To solve the problem 10 + (-15), it's important to know the absolute values of each number: \(|10| = 10\) and \(|-15| = 15\). Knowing these helps us apply the rule for adding integers with opposite signs.
Absolute value is a key concept in many areas of mathematics. Understanding this foundational idea will make working with integers easier and more intuitive.

When adding two numbers with opposite signs (one positive and one negative), the process involves subtraction rather than straightforward addition. You subtract the smaller absolute value from the larger one, and the result takes the sign of the number with the larger absolute value.
For the problem 10 + (-15):

• Identify the numbers: 10 is positive and -15 is negative.

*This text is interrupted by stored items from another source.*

Issue #1299, opened 2020-05-27
Support WeakRef / FinalizationRegistry


dcodeIO:
An [earlier issue](https://github.com/AssemblyScript/assemblyscript/issues/383) suggested the implementation of a `@destructor` annotation, but it turned out that is is likely not feasible and we should instead aim for a more JS-like approach, i.e. along the lines of [WeakRef and FinalizationRegistry](https://github.com/tc39/proposal-weakrefs) since that's much safer. Also, since `__finalize` has been implemented recently, it should be possible now to roll custom solutions, or to investigate a JS-like approach further.

WenheLI:
Hi interested in this one! Any starting material for this issue?

jtenner:
I have a very specific use case for this in lunatic where a finalization registry might not be feasible either. I could ask the creator to implement rtrace host functions... But that might be a bad idea in general.

Any ideas?

dcodeIO:
Can you describe the concrete use case you have? That would help me to give you a better answer :)

jtenner:
When using lunatic, a socket can can be obtained like this:

```ts
let server = TCPServer.bind(ip, port);
let socket: TCPSocket;

while (socket = server.accept()) {
  // socket is now referenced once
  Process.spawn(socket, (theSocket: TCPSocket) => {
    // socket is now referenced twice, only now it's on another process
    socket.close();
    // now only once
  });
  // if we don't call socket.close() here, it will forever remain open, especially if it falls out of scope
}
```

As you can see, in languages like rust, we can automatically call `socket.close()` to effectively dereference it when it gets cleaned up by the memory manager.

Currently, it requires the user to make sure that they call `socket.close()` on every single process that touches a socket, which is not very ergonomic.

jtenner:
I also realize that the garbage collector could never run, and the reference to the socket could still never be freed. It seems like there's no good solution here.

dcodeIO:
Yeah, hooking into the GC is most likely not a sufficient device for closing system resources, and may never be. One mechanism that comes to mind here, that's also present is JS, is to "transfer" a resource, so the current one becomes "detached". Perhaps something along these lines could help?

jtenner:
In the majority of cases, we actually want to reference a socket on multiple processes. In fact, without that feature, it becomes impossible to read and write to a socket asynchronously.

dcodeIO:
Would some sort of reference count on the socket work, so it is only actually closed once all threads have closed it?

[...]

PR #2593, opened 2022-12-20
Implement FinalizationRegistry and WeakRef

bullno1:
Resolve https://github.com/AssemblyScript/assemblyscript/issues/1299

All tests fail right now because fixtures are not recreated.
This is created to gather feedbacks.

One debug output is attached to see the impact of this change.
AFAIK, there is no impact on release builds when the feature is not used.

Current quirks of `FinalizationRegistry`:

* ~`register` only takes 2 arguments and the 3rd argument is assumed to be the object.~
  `register` always take 3 arguments because undefined is not representable.
* ~Each object can only be registered once per registry.~
   ~Simplify the implementation for what I believe is the most typical use case (see below).~
   Each `token` can only be registered once.
* Repeated `register` and `unregister` will consume extra memory until the target object is collected.
   This is because new book keeping entries are created in `register` but not removed in `unregister`.
   The reason is again, to keep the implementation simple and a typical use case should only `unregister` once, typically in an explicit "close" method (see below).

   Even in the case of duplicated entries, `finalizer` is still guaranteed to be called once per token.
  
```typescript
declare function closeFd(fd: u32); void; // some native function

class Socket {
    private static FINALIZATION_REGISTRY = new FinalizationRegistry<u32>(closeFd);

    constructor(private fd: u32) {
        FINALIZATION_REGISTRY.register(this, fd, this);
    }

    close() { // explicit clean up
        if (FINALIZATION_REGISTRY.unregister(this)) {  // can call close multiple times safely
            closeFd(fd);
        }
    }
}
```


dcodeIO:
Regarding making FRs GC-able, would something like this work?

```ts
let ptrToRegistry = new Map<usize,FinalizationRegistry[]>();

function finalizeImpl(ptr: usize): void {
  if (!ptrToRegistry.has(ptr)) return;
  let registries = ptrToRegistry.get(ptr);
  for (let i = 0, k = registries.length; i < k; ++i) {
    registries[i].finalize(ptr);
  }
  ptrToRegistry.delete(ptr);
}
```

so when `finalizeImpl` is invoked with a pointer, it can forward to the FRs handling the pointer, and afterwards delete the pointer so the respective FRs can be collected? Any registry's `register` would then register with `ptrToRegistry`.

bullno1:
I think that's better.

Implementing a WeakMap is actually not easy without per-instance GC-able FR.

std/assembly/finalizationregistry.ts
```diff
@@ -0,0 +1,76 @@
...
+
+    if (!INITIALIZED) {
+      PREVIOUS_FINALIZER = __finalize;
+      __finalize = BaseRegistry.finalizeAll.index;
+      INITIALIZED = true;
+    }
+  }
+
+  register<U>(key: U, value: T): void {
+    assert(isManaged<U>());
```
dcodeIO, line 46: Could this be a compile-time error so using an invalid key type won't compile?
```suggestion
    if (!isManaged<U>()) ERROR("invalid target");
```
The corresponding error in Node seems to be "Uncaught TypeError: FinalizationRegistry.prototype.register: invalid target".

bullno1:
I guess my problem with this is that GC pressure is kind of amplified.
`register` creates an array.
`__finalize` drops the array for the next collection cycle.

It might be worth pooling those arrays.

std/assembly/finalizationregistry.ts
bullno1: I see, I didn't know about `ERROR`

Next, find the absolute values: \(|10| = 10\) and \(|-15| = 15\).
Subtract the smaller absolute value from the larger absolute value: 15 - 10 = 5.
Since -15 has the larger absolute value, the result takes the negative sign: therefore, 10 + (-15) = -5.
This method ensures that the sum reflects the magnitude and direction indicated by the number with the larger absolute value.

A number line is a visual representation of numbers laid out in a straight line. Each point on this line corresponds to a real number. It helps in understanding the addition and subtraction of integers and their relationships.
To check our earlier calculation, we can use the number line:

• Start at 10 on the number line.
• Since you're adding -15, move 15 units to the left (negative direction).
• You arrive at -5, confirming our earlier result.

This visual check using a number line is useful, especially when initially learning these concepts. It helps reinforce what the absolute value and opposite signs addition rules predict.
Number lines are not just for integers. They are foundational tools in many areas, including rational numbers and even in understanding algebraic concepts.